• [What this task involves]:
Spot each line in the data below containing "fixed" and copy it.

+++ Source material +++

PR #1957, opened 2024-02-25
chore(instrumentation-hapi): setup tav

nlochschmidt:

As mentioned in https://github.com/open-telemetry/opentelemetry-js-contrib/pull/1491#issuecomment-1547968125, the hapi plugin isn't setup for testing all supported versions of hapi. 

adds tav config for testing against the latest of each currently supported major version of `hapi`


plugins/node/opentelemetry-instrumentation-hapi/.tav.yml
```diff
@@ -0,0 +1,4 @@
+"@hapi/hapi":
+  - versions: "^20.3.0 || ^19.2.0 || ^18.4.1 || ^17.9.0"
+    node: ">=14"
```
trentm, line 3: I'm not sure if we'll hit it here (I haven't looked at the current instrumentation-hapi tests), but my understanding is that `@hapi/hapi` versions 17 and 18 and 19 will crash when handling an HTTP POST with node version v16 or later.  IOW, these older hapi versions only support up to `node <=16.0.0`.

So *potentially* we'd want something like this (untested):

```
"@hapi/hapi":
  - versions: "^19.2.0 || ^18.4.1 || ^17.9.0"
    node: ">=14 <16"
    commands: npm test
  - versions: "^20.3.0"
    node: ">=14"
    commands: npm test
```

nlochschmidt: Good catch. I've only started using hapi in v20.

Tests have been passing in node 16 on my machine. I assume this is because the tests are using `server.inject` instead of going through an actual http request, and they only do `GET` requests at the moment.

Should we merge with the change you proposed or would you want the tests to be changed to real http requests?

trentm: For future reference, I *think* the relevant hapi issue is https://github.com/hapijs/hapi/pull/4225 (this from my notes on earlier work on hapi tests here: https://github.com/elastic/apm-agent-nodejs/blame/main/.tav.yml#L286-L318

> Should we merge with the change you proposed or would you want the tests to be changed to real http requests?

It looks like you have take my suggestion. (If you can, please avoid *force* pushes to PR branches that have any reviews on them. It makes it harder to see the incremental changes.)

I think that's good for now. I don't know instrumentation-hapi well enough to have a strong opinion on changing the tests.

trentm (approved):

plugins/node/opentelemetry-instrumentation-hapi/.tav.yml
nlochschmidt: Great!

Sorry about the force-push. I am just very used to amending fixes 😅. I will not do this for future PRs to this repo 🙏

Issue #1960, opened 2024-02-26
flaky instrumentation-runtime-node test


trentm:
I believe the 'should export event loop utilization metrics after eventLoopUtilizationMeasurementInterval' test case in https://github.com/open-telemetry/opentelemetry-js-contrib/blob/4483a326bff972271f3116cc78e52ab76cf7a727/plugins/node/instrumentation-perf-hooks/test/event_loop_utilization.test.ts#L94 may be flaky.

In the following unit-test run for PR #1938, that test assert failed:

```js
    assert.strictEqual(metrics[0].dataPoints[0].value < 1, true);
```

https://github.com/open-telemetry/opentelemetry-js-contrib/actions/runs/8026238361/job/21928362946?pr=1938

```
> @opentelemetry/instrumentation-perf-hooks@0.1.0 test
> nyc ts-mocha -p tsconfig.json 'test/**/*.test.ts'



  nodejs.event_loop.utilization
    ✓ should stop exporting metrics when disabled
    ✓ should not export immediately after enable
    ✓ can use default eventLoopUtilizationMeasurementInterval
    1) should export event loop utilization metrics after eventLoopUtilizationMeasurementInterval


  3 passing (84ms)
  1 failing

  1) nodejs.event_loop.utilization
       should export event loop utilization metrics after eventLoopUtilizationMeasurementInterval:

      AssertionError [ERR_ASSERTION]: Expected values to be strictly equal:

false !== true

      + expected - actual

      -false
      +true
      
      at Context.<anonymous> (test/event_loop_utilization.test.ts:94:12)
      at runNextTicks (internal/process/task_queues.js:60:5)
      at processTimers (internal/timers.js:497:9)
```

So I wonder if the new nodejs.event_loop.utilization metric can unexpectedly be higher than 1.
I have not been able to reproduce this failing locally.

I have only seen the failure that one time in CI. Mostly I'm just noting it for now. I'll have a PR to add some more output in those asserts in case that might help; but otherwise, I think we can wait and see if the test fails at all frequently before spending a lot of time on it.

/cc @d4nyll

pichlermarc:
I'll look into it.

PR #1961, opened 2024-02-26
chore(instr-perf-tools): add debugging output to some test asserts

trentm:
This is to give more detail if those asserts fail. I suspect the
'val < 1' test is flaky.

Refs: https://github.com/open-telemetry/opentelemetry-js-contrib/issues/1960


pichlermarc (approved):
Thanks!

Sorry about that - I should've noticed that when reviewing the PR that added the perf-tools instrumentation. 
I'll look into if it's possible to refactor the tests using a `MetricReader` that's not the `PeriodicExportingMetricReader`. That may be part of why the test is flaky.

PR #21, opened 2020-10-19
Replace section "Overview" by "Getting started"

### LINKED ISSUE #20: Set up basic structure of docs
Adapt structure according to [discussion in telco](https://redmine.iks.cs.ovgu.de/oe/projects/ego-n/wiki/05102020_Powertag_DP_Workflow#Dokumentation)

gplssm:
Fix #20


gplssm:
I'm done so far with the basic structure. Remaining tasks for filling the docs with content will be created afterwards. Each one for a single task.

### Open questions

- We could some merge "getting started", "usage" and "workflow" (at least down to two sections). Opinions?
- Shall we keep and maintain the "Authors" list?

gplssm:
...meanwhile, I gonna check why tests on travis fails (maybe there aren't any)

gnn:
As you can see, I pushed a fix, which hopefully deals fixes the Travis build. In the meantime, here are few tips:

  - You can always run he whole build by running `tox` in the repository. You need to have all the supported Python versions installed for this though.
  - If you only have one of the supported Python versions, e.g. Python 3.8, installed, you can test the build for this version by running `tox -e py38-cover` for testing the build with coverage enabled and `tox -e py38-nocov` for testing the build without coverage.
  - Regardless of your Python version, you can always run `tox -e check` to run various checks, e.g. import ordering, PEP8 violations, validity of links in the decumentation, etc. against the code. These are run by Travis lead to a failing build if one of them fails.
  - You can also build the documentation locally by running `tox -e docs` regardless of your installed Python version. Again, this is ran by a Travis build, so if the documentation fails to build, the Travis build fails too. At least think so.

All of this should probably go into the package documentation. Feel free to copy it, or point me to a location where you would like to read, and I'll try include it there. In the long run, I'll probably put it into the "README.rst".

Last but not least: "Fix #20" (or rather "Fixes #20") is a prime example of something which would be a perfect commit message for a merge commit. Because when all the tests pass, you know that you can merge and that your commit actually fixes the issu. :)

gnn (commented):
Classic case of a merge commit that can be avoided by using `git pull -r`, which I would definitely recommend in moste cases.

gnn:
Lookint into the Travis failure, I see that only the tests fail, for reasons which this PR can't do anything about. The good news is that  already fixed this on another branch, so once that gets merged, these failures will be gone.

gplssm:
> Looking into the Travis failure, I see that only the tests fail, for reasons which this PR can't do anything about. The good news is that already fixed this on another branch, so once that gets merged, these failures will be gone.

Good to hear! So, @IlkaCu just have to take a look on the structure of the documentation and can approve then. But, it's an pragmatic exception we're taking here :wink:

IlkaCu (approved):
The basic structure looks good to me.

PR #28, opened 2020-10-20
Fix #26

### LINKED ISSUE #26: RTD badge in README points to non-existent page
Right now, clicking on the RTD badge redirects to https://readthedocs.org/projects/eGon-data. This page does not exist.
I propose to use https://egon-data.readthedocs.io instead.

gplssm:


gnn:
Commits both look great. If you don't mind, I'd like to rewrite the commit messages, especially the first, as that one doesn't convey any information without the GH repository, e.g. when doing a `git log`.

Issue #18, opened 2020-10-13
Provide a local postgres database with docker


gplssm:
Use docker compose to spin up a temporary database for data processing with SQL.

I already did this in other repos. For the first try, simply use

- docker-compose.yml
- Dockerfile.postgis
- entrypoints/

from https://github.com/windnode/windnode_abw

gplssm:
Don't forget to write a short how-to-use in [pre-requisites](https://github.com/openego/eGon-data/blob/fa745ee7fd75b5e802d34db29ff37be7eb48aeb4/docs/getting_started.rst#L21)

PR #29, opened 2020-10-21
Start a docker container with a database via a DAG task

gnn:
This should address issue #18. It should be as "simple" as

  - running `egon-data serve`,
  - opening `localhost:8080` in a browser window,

+++

• [Solution for this task]:
Lookint into the Travis failure, I see that only the tests fail, for reasons which this PR can't do anything about. The good news is that  already fixed this on another branch, so once that gets merged, these failures will be gone.
> Looking into the Travis failure, I see that only the tests fail, for reasons which this PR can't do anything about. The good news is that already fixed this on another branch, so once that gets merged, these failures will be gone.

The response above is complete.